SA31B-4101:
On the Southern Gravity Wave Hot Spot: An Individual Waves Study with Cosmic GPS-RO
Abstract:
The mountainous Southern Andes and Antarctic Peninsula (SAAP) region is one of the most intense sources of Gravity Waves (GWs) on Earth. In austral winter, momentum deposition from orographic GWs into the lower stratosphere from this region can exert a strong drag effect on winds in the polar stratospheric jet. The exact nature of this drag effect is difficult to parameterise operationally in GCMs, and as a result such wave parameterisations are generally poorly constrained by observations.Using COSMIC GPS-RO, we observe high Gravity Wave Potential Energy (GWPE) both directly over the SAAP region and downwind in a long leeward wake stretching more than half way around the globe, and comment on possible relationships between the two features. We also observe a vertical column of GWPE directly over the Southern Andes in both zonal and meridional cross-sections, the latter of which suggests a strong southward advection of orographic GWs into the polar stratospheric jet.
We investigate the observed difference in monthly GW climatologies when an approach using only COSMIC profiles in which GW signals have been clearly identified is applied in preference to the traditional all-measurement time-averaged approach, and use this to obtain an estimate of GW intermittency in the SAAP region.
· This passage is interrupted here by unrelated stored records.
PR #1024, opened 2025-04-03
W-17430471 Move 100 continue connector tests to munit 

aronee2008:


hyerans:
Shouldn't we remove this to-do //TODO W-17430471 Migrate 100 continue test to Munit from [HttpRequestExpect100ContinueHeaderTestCase](https://github.com/mulesoft/mule-http-connector/blob/8ce2b46d4bfaf81bf1d9aeea8d9f2c0328da6a74/functional-tests/http/src/test/java/org/mule/test/http/functional/requester/HttpRequestExpect100ContinueHeaderTestCase.java#L27)?

hyerans:
Also, The original test (`HttpRequestExpect100ContinueHeaderTestCase`) covered three main client-side scenarios. It looks like the `testExpect100Continue` test case in the client-side munit test file covers the first scenario (`requestFlow`). However, I don't see tests covering the other two original scenarios:
- the case using `requestFlowNoHeaders` (successful request without explicit Expect header),
- the timeout case using `requestFlowWithLowTimeout`.
Separately, the `testExpect100ContinueFor417` test seems to introduce new coverage for malformed headers, rather than directly replacing one of the missing original scenarios. Please let me know if I missed anything or if these scenarios are covered elsewhere.

hyerans:
The original tests were parameterized to run against both persistent and non-persistent connections. Are we addressing this in the MUnit test as well?

aronee2008:
> * requestFlowNoHeaders

I have added the coverage missing, `requestFlowNoHeaders` scenario does not belong to the `expect-continue` scenario as it only tests the vanilla http-request scenario.

PR #647, opened 2019-06-04
Start the miner only after first sync finishes

### LINKED ISSUE #628: Disable miner when syncing the first time
While testing node syncing and consensus, I did wonder the following: should the miner produce blocks even though syncing is in progress? It seems to me that this shouldn't be the case: while technically eventually nodes should reach consensus, it simply looks wasteful to me: we are mining blocks on a potentially very stale tip, only to throw them away (forever) once we start chasing the correct chain.

In order start the miner _a posteriori_, we could potentially extend the sync interface with an `onReady` callback that could be called once we finished syncing the first time. This would require a small adjustment in the syncing interface, but it would also avoid keep around mutable state or worse do something with MVars (like using one to block the miner up until we finished syncing).

If we implement the `onReady` idea, one would wire everything inside `node/Main.hs` and only when we are ready, we would spawn the miner (which runs in an async thread anyway).

Incidentally, it occurred to me we could use `onReady` also to fix #588: In this case `onReady` would also (likely) update a `Tvar` which the HTTP API can then later read to answer the question: is the node ready or not? It would also mitigate all @kim's concerns about rollabacks and the remote tip being a moving target.

@cloudhead @kim @geigerzaehler thoughts?

adinapoli-mndc:
Fix #628. 

This PR extends the `sync` interface for the `RealWorld` implementation with an `onReady` callback of type `Either SyncError (LocalTip c tx s, RemoteTip c tx s) -> m ()` which will be called once the node completed the first (mandatory) sync round.

The use of `Either` in the callback ensure that in case of errors (for example if the node is isolated) the miner will be started anyway, and the error propagated to the callback which then can deal with it (or ignore it).

At the moment in `exe/Main.hs` we are not doing anything with the result of the sync process, but future PR might capitalise on this by using the local & remote tips in interesting ways.

### DIFF
--- a/exe/node/Main.hs
+++ b/exe/node/Main.hs
@@ -193,14 +193,19 @@ main = do
                                     ]
                                     (Telemetry.telemetryProbe telemetry)
 
+            -- When the node finished syncing for the first time, start the
+            -- miner and link the async to the main thread.
+            let onNodeReady _result = liftIO $
+                    link =<< async (miner node gossip)
+
             liftIO . runConcurrently $
                    Concurrently (HTTP.run (fromIntegral optApiPort) node)
-                <> Concurrently (miner node gossip)
                 <> (Concurrently $
                         maybeRunMetrics telemetry optMetricsHost optMetricsPort)
                 <> (Concurrently $
                         maybeRunEkg metricsStore optEkgHost optEkgPort)
-                <> (Concurrently $ Sync.runSync syncContext Sync.syncNode)
+                <> (Concurrently $
+                        Sync.runSync syncContext (Sync.syncNode onNodeReady))
 
     either (const exitFailure) (const exitSuccess) res
   where
--- a/src/Oscoin/Protocol/Sync/RealWorld.hs
+++ b/src/Oscoin/Protocol/Sync/RealWorld.hs
@@ -158,7 +158,7 @@ catchNetworkError protoReq addr action = do
 newEventTracer :: Probe IO -> Tracer IO
 newEventTracer = probed
 
--- ^ Given a monadic IO operation and a maximum Duration for this action to
+-- | Given a monadic IO operation and a maximum Duration for this action to
 -- take, it either returns the value @a@ or a 'Timeout'.
 timed :: MonadUnliftIO m => Duration -> m a -> m (Either Timeout a)
 timed maxTimeout action = do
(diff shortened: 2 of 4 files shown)


exe/node/Main.hs
```diff
@@ -193,14 +193,19 @@ main = do
                                     ]
                                     (Telemetry.telemetryProbe telemetry)
 
+            -- When the node finished syncing for the first time, start the
+            -- miner and link the async to the main thread.
+            let onNodeReady _result = liftIO $
+                    link =<< async (miner node gossip)
```
geigerzaehler: This will crash the syncing if the miner crashes. Are we ok with that? We also don’t get a handle on the miner thread. This might be an issue if we want to decouple it more.

src/Oscoin/Protocol/Sync/RealWorld.hs
```diff
@@ -239,9 +242,19 @@ syncNode
...
-    sync `catchError` \(e :: SyncError) ->
-       recordEvent $ Telemetry.Events.NodeSyncError (toException e)
-    -- Throttle each iteration of the algorithm by 30 seconds.
-    liftIO $ threadDelay 30000000
+    => (Either SyncError (LocalTip c tx s, RemoteTip c tx s) -> m ())
+    -- ^ A callback which will fire once the sync has been performed the
+    -- first time.
+    -> SyncT c tx s m ()
+syncNode onReady = do
+    lift . onReady =<< catchingSyncErrors (syncUntil (\_ _ _ -> False))
```
geigerzaehler: Why don’t we use `isDone` here?

adinapoli-mndc: The intention was to make sure `syncUntil` was actually fetching some blocks _no matter what_, but I think you are right, I think calling `isDone` should be perfectly fine here.

exe/node/Main.hs
adinapoli-mndc: > This will crash the syncing if the miner crashes. Are we ok with that?

I suppose we don't have too much of an alternative, due to the way our spaghetti `Concurrently` is orchestrated at the moment. I think (but I might be wrong) but if any of the `Concurrently` dies, the other ones will follow, so this won't change (fundamentally) the disaster recovery strategy of our node.

> We also don’t get a handle on the miner thread. This might be an issue if we want to decouple it more.

Agreed, but I wouldn't try to get this perfect the first time, we can easily extend this further as we see the need for.

src/Oscoin/Protocol/Sync/RealWorld.hs
adinapoli-mndc: 8c9272c5

adinapoli-mndc:
@kim fancy taking a look and tell me what do you think?

PR #652, opened 2019-06-05
Add CLI option to disable the miner

adinapoli-mndc:
Requires #647.

This PR adds a `--no-mining` switch to our parser and selectively starts the miner in the `onReady` callback in `exe/Main.hs`.


kim:
The iffy thing about this is that it is not a valid configuration unless "lenient consensus" is used. I would prefer an options parse tree which doesn't allow such things.

This would mean a bit of reorganisation, though: I think we'd get rid of the `Environment` paradigm entirely, and perhaps introduce something like

```haskell
data ConsensusOptions
    = NakamotoStrict NakamotoStrictOptions
    | NakamotoLenient NakamotoLenientOptions
```

adinapoli-mndc:
> The iffy thing about this is that it is not a valid configuration unless "lenient consensus" is used. I would prefer an options parse tree which doesn't allow such things.

Yes, that's a valid concern 😞 

> This would mean a bit of reorganisation, though: I think we'd get rid of the Environment paradigm entirely, and perhaps introduce something like

I think that, at this stage, we are not harnessing the use of the `Environment` anywhere in the codebase (I think). The last piece standing was logging, which you recently changed, so perhaps indeed we should just get rid of the `Environment` and go with your proposal.

adinapoli-mndc:
Thinking out loud here: are we sure this hasn't to do more with the particular network we are running (i.e. devnet vs mainnet) and less with the particular consensus algorithm we are using?

kim:
> less with the particular consensus algorithm

It's about the validation rules: if a non-mining node doesn't receive blocks for `N` amount of time, it will reject any subsequent rules. Unless running with lenient validation rules.

adinapoli-mndc:
@kim PTAL. I am not sure if there is a better way to do this more elegantly with `optparse-applicative`, but here I have used `flags'` to selectively switch from one on the other subparser. It's a bit gross as the "consensus-specific" options leaks into the general help, but it gets the job done and it exhibits the right behaviour. I can use the lenient consensus just fine:

```
monadic/oscoin (adinapoli/issue-605-part-1) > stack exec oscoin -- --beneficiary 0x0000000000000000000000000000000000000000 --blockstore blockstore.db --nakamoto-consensus-lenient --block-time-lower 1 --no-mining                         
info  | node starting logical_network=devnet physical_network=z11r6q981qmxgme4qf6o7c6wi2em0bz41y7lnhr7rn6g8btwn4r605k-n4q1 genesis=2Drjgb4dT8cu6efEWUK9HZqjzNiwrKXpCEmJBZDndMThk9Gwq5 loc="Oscoin.Node:82:13"
Spock is running on port 8477
debug | performing discovery...  ns="disco" loc="Oscoin.P2P.Disco:100:14"
```

But if I try to use those options for the `--strict`:

```

monadic/oscoin (adinapoli/issue-605-part-1) > stack exec oscoin -- --beneficiary 0x0000000000000000000000000000000000000000 --blockstore blockstore.db --nakamoto-consensus-strict --block-time-lower 1 --no-mining                          
Invalid option `--block-time-lower'

Usage: oscoin [-h|--host ARG] [--gossip-port ARG] [--api-port ARG]
              [--network STRING|mainnet|testnet|devnet] [--seed HOST:PORT]
              [--sd-domain DOMAIN NAME] [--enable-mdns] [--keys FILEPATH]
              [--blockstore FILEPATH] [--genesis-parameters FILEPATH]
              ([--nakamoto-consensus-strict] | [--nakamoto-consensus-lenient]
              [--block-time-lower SECONDS] [--no-mining]) [--metrics-host ARG]
              [--metrics-port ARG] [--ekg-host ARG] [--ekg-port ARG]
              [--allow-ephemeral-keys] --beneficiary ARG
              [--log-level Debug|Info|Err] [--no-log-colours]
              [--log-layout NoLayout|HumanReadable]
  Oscoin Node
```

adinapoli-mndc:
Ooops, gotta update the deployment scripts methinks.

PR #654, opened 2019-06-06
Decouple legacy tx output from oscoin tx output

geigerzaehler:
To make it easier to change `TxOutput` from `OscoinTx` we decouple it from `TxOutput` from `Tx` (the legacy tx) by changing the `TxOutput` type family instance. This change has some repercussions and requires us adapt `withNode` from `Oscoin.Test.HTTP.Helpers`.

This in turn would require us to run the sync tests with the OscoinTx evaluator. Since this evaluator does not yet exist we opt for running the sync tests with the legacy tx. This requires a switch to the memory block store.

### DIFF
--- a/src/Oscoin/Data/Tx.hs
+++ b/src/Oscoin/Data/Tx.hs
@@ -4,6 +4,7 @@ module Oscoin.Data.Tx where
 import           Oscoin.Prelude
 
 import           Oscoin.Crypto.Blockchain.Block (BlockHash)
+import           Oscoin.Crypto.Blockchain.Eval (Evaluator)
 import           Oscoin.Crypto.Hash
 import qualified Oscoin.Crypto.Hash as Crypto
 import           Oscoin.Crypto.PubKey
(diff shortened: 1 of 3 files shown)


adinapoli-mndc:
@geigerzaehler I promise to get back to you and review this one as soon as I am out of the woods with my current tasks -- in theory this shouldn't create too many conflicts in my strand of work (but will create _some_ as I am touching the `Oscoin.Protocol.Sync.Test` module), so it might be easier to address these on your side (or perhaps not, we will see 😉 )

geigerzaehler:
Could you have another look at this @adinapoli-mndc? It is blocking my work on #640

src/Oscoin/Data/Tx.hs
```diff
@@ -120,3 +123,9 @@ validateTx Tx{..} =
     if verify txPubKey txMessage
     then Right ()
     else Left TxInvalidSignature
+
+
+evaluateBlock :: Evaluator c LegacyTxState (Tx c) DummyPayload
+evaluateBlock _beneficiary txs st = foldl' go ([], st) txs
+  where
+    go (output, st') tx = (output <> [txMessageContent tx], st')
```
adinapoli-mndc: Dumb question -- any reason why this cannot be prepended rather than appended? I assume because that's linear ordering, i.e. the tx being evaluated depends from the context of what we have evaluated so far, and thus it needs to go at the end.

I do wonder if it would be more efficient to append at front and do a final `reverse` at the end -- that's usually the case for these kind of folds.

geigerzaehler: The reason for this is indeed that we want the order of the outputs to match the order of the transactions. But you’re right that it would make sense to prepend and reverse.

PR #655, opened 2019-06-07
Improved syncing algorithm to deal with dishonest behaviour and forks

### LINKED ISSUE #651: Improve node sync for non-optimal consensus and potential adversarial behaviour
## Summary

_Our current node sync works well only if the majority (if not all) the active peers are in agreement, which might not be the case in production. On top of that, it doesn't account for adversarial behaviour when splitting work between peers in `syncBlock`. I propose we modify the syncing algorithm (and the spec) as explained below to account for that._

## Problem

While conducting some local experiments, I did unravel a flaw of the current implementation of `syncBlocks`, for which I am going to post only a stripped down version:

```haskell
syncBlocks rng = do
    ctx <- ask
    let fetcher = scDataFetcher ctx
    withActivePeers $ \ activePeers ->

        lift $ runConduit $
               C.yieldMany (workDistribution activePeers)
            .| C.mapM (fetchBlocks fetcher >=> notifyUpstreamConsumers ctx)
            .| C.concat
            .| C.iterM (fetchMissing fetcher activePeers ctx)
            .| C.sinkNull
```

My laudable goal here was to split work across peers, so that we wouldn't overload a particular peer with tons of requests and that could in future be made parallel with relatively little effort. However, doing this height-based work-split is quite dangerous: in case _not all the peers reached consensus_, we could get back from a peer a particular fragment of a chain which is either stale (i.e. a rollback occurred), totally bogus (dishonest player) or simply a divergent chain (for any reason whatsoever). In such scenario, we are not doing the consensus layer any favour; we are sending it a bunch of uncorrelated chain fragments, with the likely outcome that the node being synced won't reach consensus (ever).

To illustrate this better, let's consider the following scenario (taken from a real experiment): we have 3 nodes: `node1` has the longest chain of 100 blocks, `node2` is on a divergent fork and `node3` is the node about to start syncing. Below let's find the `local_height` for all the three:

| Node name | Local Height |
|-----------|--------------|
| Node 1    | 100          |
| Node 2    | 80           |
| Node 3    | 60           |

When `node3` starts syncing, it requests the best remote tip to `node1` and `node2`. If you recall the algorithm, we pick the block with most frequency or, in case of draws, the highest one. Here `node1` and `node2` will return different blocks, but `node1` has the highest, so we start the sync by calling `syncBlocks` on the range `(61,100)` inclusive.

**Now, here is the problem**: we divide the work between `node1` and `node2` equally, but some (or all) the slices associated to `node2` will be relevant to a completely different chain respect to `node1`, which means that, as a result, `node3` won't receive a meaningful, consistent chain, and might be able to apply some blocks here and there. The rest, will be put in the orphanage.

What is worst is that perhaps `node3` 's local height might be able to advance of a bunch of blocks (either due to `node3` 's miner or by serendipitous block application) but the process will repeat similarly during the next "tick" of the sync algorithm.

While in principle the node should be able to _eventually_ recover from this by piggybacking on gossip's block retransmission, it looks to me a lame way of syncing blocks.

First of all, let's get the elephant out of the room: despite my original intention was to maximise download speed and parallelism, I have now realised this is a fool's errand because (as "the internet" warned us already) even if we maximise the network throughput the syncing bottleneck is always going to be I/O bound, because we will need to apply and validate each block, and each call to `dispatchBlockSync` acquires a mutex on the orphanage, so everything happens sequentially. While we could in the future mitigate this with checkpoints (ala Parity) for now "correct" triumphs "fast".

With this in mind, here is my proposal, which is articulated in two steps. It doesn't require a complete overhaul of the syncing (for which the API won't change at all) but this would be merely internal.

During the first step, the node will compute what we can call the `commonChainHeight`: in order to actually fetch the block it needs, the nodes has to `A)` understand it's on a fork and `B)` how many blocks it has to fetch. If you recall the example I have posted above, let's assume that `node3` was also on a fork (to spice things up). When `node3` starts, we would run this `commonChainHeight` function which would eventually return the _height_ *all* the peers share in common, i.e. the height which correspond to a block which hash matches for *all* peers. Once this height has been acquired, the node can proceed to actually request the blocks in the range `(commonHeight + 1, bestRemoteTip)`, essentially as before.

Step 2 would involve changing the implementation of `syncBlocks`. Rather than trying to fetch the blocks in chunks based on a height range, we would focus on a classic iterative algorithm where we would start from `bestRemoteTip` and, for each block, request to _all peers, in a round robin fashion_, the block at hash `blockPrevHash`. We can obviously stop as soon as the block is found, skipping unnecessary HTTP calls. This is easy to do as our HTTP API already exposes such endpoint. If the block cannot be retrieved immediately, we have no choice but to wait and retry (either a fixed number of times or with a timeout). If we cannot fetch a block, we simply stop and restart the sync (i.e wait for the next "tick" of the endless loop) to give time to either the peer topology to adjust or for the main chain to reconcile.

## commonChainHeight implementation details

Implementing this function piggybacks on ideas from other projects. Essentially `node3` would ask all its peers for the `blockHash` corresponding to the block at height `60` (remember the table, it's the height we start after a reboot). If we get perfect agreement (i.e. all the hash matches), we are done. If not, we backtrack the height using a fibonacci sequence, so we would request heights 59,59,58,57,55,52,... up until a fixed limit (it could be 2016 or simply configurable on the `SyncContext`). If we cannot ever reach agreement.. see the section below.

## commonChainHeight and adversarial behaviours
 
There is a complication when implementing `commonChainHeight`: if one of our peers is dishonest (or simply not in agreement) we might end up backtracking past the limit without finding a suitable common height. In this scenario, I propose to do what (for example) `grin` does: we *start back from genesis*. The rationale would be that if we didn't reach an agreement it means something is off, either with the consensus or with the network in general (perhaps we are under attack), so the most conservative choice is to resume syncing from scratch.

## commonChainHeight and its variations

One might ask: why not implement `commonChainHeight` such that we don't require perfect agreement but we take the height of the block which root hash matches for _most peers_? We could do that, however it doesn't work that well for small clusters; if we have a group of 3 nodes like the one I have just presented, now we might have that (for example) `node1` and `node2` are in disagreement (i.e. `node2` is dishonest or on a very stale fork). In this situation, we don't have enough active peers to be able to resolve the ambiguity, and we cannot meaningfully pick `node1` or `node2` without having an oracle that knows `node1` is the "good" node (alas we don't have such oracle).

_Having said that_, the probability of *not* finding a `commonChainHeight` after the full backtrack window is very rare and it's likely to happen only in case of dishonest peers (which are the exceptions, not the rule). Even a node on a fork lagging severely behind should conceivably have some stale-but-far-away-from-genesis height, so agreement should be reached most of the times. If it doesn't it means our consensus is buggy, but that's a separate issue 😁 

cc @cloudhead @kim @geigerzaehler

adinapoli-mndc:
Fixes #651.

This commit overhauls the internals of `Protocol.Sync` to provide a syncing algorithm which works in the presence of forks and adversarial behaviour.

I have tested this briefly locally and it works **really, really well**: Now a cluster of 3 nodes achieve perfect consensus smoothly and nodes are capable of backtracking in case they pick the wrong fork:

Screenshot 2019-06-07 at 12 35 58

A bunch of things to notice:

* We **do need** a new HTTP endpoint to fetch the block hashes cheaply. For now I have implemented `GetBlockHashes` by re-using `/blocks/by-height`, but that's obviously very expensive. There is no need to step this PR from being merged though, it will take a while before this becomes a performance problem and surely that's not too important for devnet. Sure enough I will open a PR to provide this endpoint today or next week;

* The `isDone` predicate could be improved, in particular by computing `commonChainHeight` rather than relying on `localTip` which might be on a fork and thus on the wrong height. In my tests though this doesn't seem to make too much of a difference, so that's an improvement that can go in later (not to mention `commonChainHeight` is more expensive than fetching the local tip, so we might simply don't bother).

* The spec will need to be updated to reflect the new behaviour.


src/Oscoin/Protocol/Sync.hs
```diff
@@ -354,109 +386,317 @@ getRemoteHeight
...
+    :: forall c tx s m.
+       ( Monad m
+       , Ord (Hash c)
+       )
+    => BacktrackPolicy
+    -> Block c tx (Sealed c s)
+    -> SyncT c tx s m Height
+commonChainHeightWith policy localTip = do
+    ctx <- ask
+    go ctx (height localTip) 0 5
```
kim: IIUC, you're not using the `retry` package here due to `threadDelay` being mockable. I still wonder if this could be made a bit clearer - and allow for instrumentation - if the recursion could be factored out of the actual work. As in `go :: SyncContext c tx s m -> Height -> SyncT c tx s m (Either RetryCondition Height)` + a `loop` function which scrutinises `RetryCondition` and either emits some telemetry and retries, or returns `Height`.

adinapoli-mndc: > IIUC, you're not using the retry package here due to threadDelay being mockable.

Yes, that's exactly it. Unfortunately all the combinators from `retry` lives in `MonadIO`, which kills any hope to use the package in a pure setting. I did also try briefly to use _only_ the `RetryStatus` and `RetryPolicy` parts (which are pure) and integrate them into our code, but the result was horrible, as those have a very specific use case, tailored to that library.

> I still wonder if this could be made a bit clearer - and allow for instrumentation - if the recursion could be factored out of the actual work. As in go :: SyncContext c tx s m -> Height -> SyncT c tx s m (Either RetryCondition Height) + a loop function which scrutinises RetryCondition and either emits some telemetry and retries, or returns Height.

Maybe -- I will try rehashing things and see how things turns out.

PR #659, opened 2019-06-10
Fix bug in bulkAdjust

### LINKED ISSUE #656: Investigate "!! index too large" error
While running a local experiment, I did stumble across the following error:

```
error | Exception was thrown exception="ExceptionInLinkedThread ThreadId 6 Prelude.!!: index too large" callstack="CallStack (from HasCallStack):\n  logException, called at src/Oscoin/Telemetry/Logging.hs:288:63 in oscoin-0.1.0.0-9HJ5UpoPyUD4ZtWgF5IPX7:Oscoin.Telemetry.Logging\n  withExceptionLogged, called at exe/node/Main.hs:102:11 in main:Main" loc="Main:102:11"
```

I am fairly sure this comes from the orphanage, more specifically either from [here](https://github.com/oscoin/oscoin/blob/master/src/Oscoin/Storage/Block/Orphanage.hs#L501) or [here](https://github.com/oscoin/oscoin/blob/master/src/Oscoin/Storage/Block/Orphanage.hs#L547).

The use of `!!` is probably a no-no anyway, so I could seize the chance to rethink a little bit the internals.

adinapoli-mndc:
Fixes #656 .

This commit fixes a bug in 'bulkAdjust' which was causing
the orphanage to have less tips of the correct number, likely
causing an invalid lookup with List.!! . On top of this, I have also switched from using a list for the candidates to a vector, so that indexing works in `O(1)`.

While recreating the offending error is very tricky (and our tests passes with more than 30k iterations, but nevertheless we might not be exercising the orphanage in a way to trigger the problem) I have also added a variation of `Vector.!` that fails with a precise stacktrace, so that we can start isolating the crash to a specific function, when and if it will happen again. Example of `unsafeIndex` in action:

Screenshot 2019-06-10 at 17 16 24

As you can see, we now get the offending line in the Orphanage code.


src/Oscoin/Storage/Block/Orphanage.hs
```diff
@@ -412,10 +409,10 @@ pruneOrphanageShallow inputCandidate@ChainCandidate{candidateChain, candidateRoo
       pruneCandidate old =
           case map removeCandidate (Map.lookup candidateRootHash old) of
             Nothing -> (old, False)
-            Just [] -> (Map.delete candidateRootHash old, True)
+            Just xs | xs == Vector.empty -> (Map.delete candidateRootHash old, True)
```
kim: nit: `Vector.null xs`?

src/Oscoin/Storage/Block/Orphanage.hs
```diff
@@ -515,11 +512,22 @@ insertOrphan b (storeOrphan b -> o) =
                    $ tips orph
             }
 
+-- | A variation over 'Vector.!' that fails with a stacktrace.
+unsafeIndex :: HasCallStack => Vector a -> Int -> a
+v `unsafeIndex` ix = withFrozenCallStack $
+    let msg =  "Orphanage.unsafeIndex: index out of range ("
```
kim: nit: `unwords`?

src/Oscoin/Storage/Block/Orphanage.hs
```diff
@@ -515,11 +512,22 @@ insertOrphan b (storeOrphan b -> o) =
...
+            ++ ")"
+    in fromMaybe (Prelude.error msg) (v Vector.!? ix)
+
 findCandidate :: (ChainCandidate c s -> Bool)
               -> Candidates c s
               -> Maybe (ChainCandidate c s, Index)
 findCandidate predFn xs =
-    case List.filter (\(c,_) -> predFn c) (zip xs [0..]) of
+    let zipped = Vector.zip xs (Vector.fromList [0..])
+    in case Vector.toList $ Vector.filter (\(c,_) -> predFn c) zipped of
```
kim: nit: the `protolude` `head` should work here without converting to a list

src/Oscoin/Storage/Block/Orphanage.hs
adinapoli-mndc: Jawohl!

src/Oscoin/Storage/Block/Orphanage.hs
adinapoli-mndc: I do wonder why in the previous incarnation of this function I did request (at the pattern matching level) that a singleton list has to be returned. I don't think that's necessary, so indeed I think we can use `Protolude.head` here.

adinapoli-mndc: be0b7391

src/Oscoin/Storage/Block/Orphanage.hs
adinapoli-mndc: be0b7391

src/Oscoin/Storage/Block/Orphanage.hs
adinapoli-mndc: be0b7391

PR #665, opened 2019-06-13
Short hash parsing and serialising

geigerzaehler:
The account CLI needs to display and parse human readable short hashes (account IDs). To make this easy I propose a couple of changes.

Currently, the `HasHashing` class provides a method to parse a short hash from `Text`. A partial inverse of this function only exists as `formatShortHash` which returns a formatter and `show`. It is not clear that these functions are inverse to each other and this is nowhere enforced.

I propose to decouple the byte representation of a short hash from the human readable representation (encoding) of those bytes. In particular `parseShortHash` is removed from the `HasHashing` type class and replaced with a `Binary (ShortHash c)` constraint.

This has the additional advantage that the encoding is independent of the type class. We also make it easier to implement different polymorphic encoding/decoding functions for short hashes in the future

The same approach could be adapted for `Hash`, too.

Todo

- [ ] Test tripping
- [ ] Implement `Binary` instances

### DIFF
--- a/src/Oscoin/Crypto/Hash.hs
+++ b/src/Oscoin/Crypto/Hash.hs
@@ -13,6 +13,7 @@ module Oscoin.Crypto.Hash
     , formatHash
     , formatHashed
     , formatShortHash
+    , parseShortHash
 
     , hashBinary
     , hashSerial
@@ -39,6 +40,7 @@ import qualified Data.ByteString.BaseN as BaseN
 import qualified Data.ByteString.Lazy as LBS
 import           Data.Multihash (Multihash, Multihashable)
 import qualified Data.Multihash as Multihash
+import qualified Data.Text as T
 import qualified Database.SQLite.Simple.ToField as Sql
 import           Formatting (Format)
 import qualified Formatting as Fmt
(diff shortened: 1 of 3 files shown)


kim:
Why `Binary` vs. `ByteArrayAccess`? The former implies a certain encoding (e.g. length prefix), while the latter is just "raw bytes".

geigerzaehler:
> Why `Binary` vs. `ByteArrayAccess`? The former implies a certain encoding (e.g. length prefix), while the latter is just "raw bytes".

I was not aware that `Binary` requires a certain encoding. I assumed that it just gives you raw a raw binary encoding. I chose it because it provides methods for both encoding and decoding and is not as low-level.

kim:
> Binary requires a certain encoding

Look e.g. at the [instance for Integer](https://hackage.haskell.org/package/binary-0.8.7.0/docs/src/Data.Binary.Class.html#line-316) or for [Either a b](https://hackage.haskell.org/package/binary-0.8.7.0/docs/src/Data.Binary.Class.html#line-605). This is essentially a tagged binary representation. By using `ByteArrayAccess`, there's no doubt about what's going on, and you can't (easily) compose those into an accidentially-tagged larger structure.

PR #795, opened 2021-09-06
add option --log=<name> to command line help

emelcher:
This PR adds the option `--log=<name>` to the spike command line help listing.

The option `--log` had been implemented in March 2020 but had not been included in the listing of options which is provided by spike command line help.

As far as I can see, the same effect as `--log=<name>` can be achieved by adding `2><name>` to the spike command line. So, alternatively to this PR, another PR could be proposed to remove the implementation of the `--log` option. This would have the benefit of eliminating the function `processor_t::debug_output_log` and simplifying the functions `processor_t::take_trap` and `processor_t::disasm`.
However, any script out there using `--log` would become broken.

This PR was originally included in PR #700, but has been removed from that PR because it was not related to it.

### DIFF
--- a/spike_main/spike.cc
+++ b/spike_main/spike.cc
@@ -34,6 +34,7 @@ static void help(int exit_code = 1)
 #endif
   fprintf(stderr, "  -h, --help            Print this help message\n");
   fprintf(stderr, "  -H                    Start halted, allowing a debugger to connect\n");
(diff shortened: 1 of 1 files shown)


aswaterman:
Let's merge this for now.  I agree that redirecting `stderr` is a more elegant solution and we might consider doing that later, at which point we'd deprecate `--log`.

PR #796, opened 2021-09-07
Splitted K-ext to zeds

marcfedorow:


aswaterman:
@ben-marshall please review

ben-marshall (approved):

ben-marshall:
This was on my to-do list for next week so thank you very much @marcfedorow for getting in there first.

Everything looks as I'd expect. It means we can specify all of the individual extensions in the scalar crypto spec, rather than, as previously, just adding `K` to the ISA string.

aswaterman:
Thanks.  I'm going to wait until #793 is merged before handling this one, because I've already caused @scottj97 enough pain.

aswaterman:
OK, #793 has been merged; please rebase.

marcfedorow:
@aswaterman Done

marcfedorow:
@aswaterman, Should I do something else?

aswaterman:
Nope, looks good now.  Thanks!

Finally, we take advantage of the deployment phase of the COSMIC constellation to obtain an estimate of momentum flux in the SAAP region, using the phase difference between pairs of closely spaced profiles to estimate the horizontal wavelengths of resolved GWs. We demonstrate that during the deployment phase, momentum flux estimates derived from COSMIC GPS-RO are comparable to those derived from HIRDLS.